Vitello Tonnato with Sprats
Main Dishes • Author's
Description
This recipe was shared with us by John Smith, the chef of a popular American restaurant. It's a great idea to add some sprats to the classic Italian appetizer with a tuna-based sauce. They won't dominate the flavor since they are similar to tuna, but the unmistakable familiarity of sprats will create a sense of magic for the Russian palate: on a subconscious level, diners will feel something dear in the dish.
Ingredients
- Veal Fillet 10 oz
- Canned tuna in its own juice 10 oz
- Mayonnaise 5 oz
- Sprats 5 oz
- Capers 0 oz
- Olive Oil to taste
- Salt to taste
- Ground Black Pepper to taste
Step-by-Step Guide
Step 1
Slice the veal into 2–3 millimeter thick pieces, add garlic and rosemary to the oil, and sauté the meat until it reaches medium well.
Step 2
Combine the tuna, sprats, homemade mayonnaise, capers, olive oil, salt, and pepper, and blend until smooth.

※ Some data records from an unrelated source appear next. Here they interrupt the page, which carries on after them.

PR #2049, opened 2025-10-02
fix(py): return session feedback with experiment results

baskaryan:


EugeneJinXin (approved):
LGTM and tested with below script, works OK, feel free to ship
```

from pprint import pprint

res = client.get_experiment_results(name="My Experiment-9dbd1c61")
pprint(res)
pprint(res["feedback_stats"])
pprint(res["run_stats"])

 
for i, res in enumerate(res["examples_with_runs"]):
    if i == 0:
        pprint(res.dict())
```

PR #2057, opened 2025-10-06
fix ugly rendering of 'omit' in UI due to incorrect strip

EugeneJinXin:
## Problem

  LangSmith UI was showing ugly serialized objects like:
  "seed": "<openai.Omit object at 0x105d91940>",
  "stop": "<openai.Omit object at 0x105d91940>",

image

  This happened because OpenAI SDK v1.106+ uses both NotGiven and
  Omit sentinel types to represent optional parameters that weren't
  provided, but the code only checked for NotGiven.

after fix: 
image

### DIFF
--- a/python/tests/integration_tests/wrappers/test_azure_openai.py
+++ b/python/tests/integration_tests/wrappers/test_azure_openai.py
@@ -34,14 +34,14 @@ def test_chat_sync_api(stream: bool):
     )
     messages = [{"role": "user", "content": "Say 'foo'"}]
     original = original_client.chat.completions.create(
-        messages=messages,  # noqa: [arg-type]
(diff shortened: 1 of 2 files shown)


python/langsmith/wrappers/_openai.py
```diff
@@ -35,24 +35,33 @@
...
 
-        return NotGiven
+        types.append(NotGiven)
     except ImportError:
-        return None
+        pass
+    try:
+        from openai._types import Omit
+
+        types.append(Omit)
```
jacoblee93, line 45: nit: just combine this with the above import so you only need one try/catch

jacoblee93 (approved):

The dressing should have a creamy consistency; if the tuna is not juicy enough, you can add a little filtered water.
Step 3
Arrange the meat on a plate, similar to carpaccio, then generously drizzle with sauce, a bit of olive oil, and a touch of freshly ground pepper. On top, add the garlic and rosemary that were used to sauté the meat.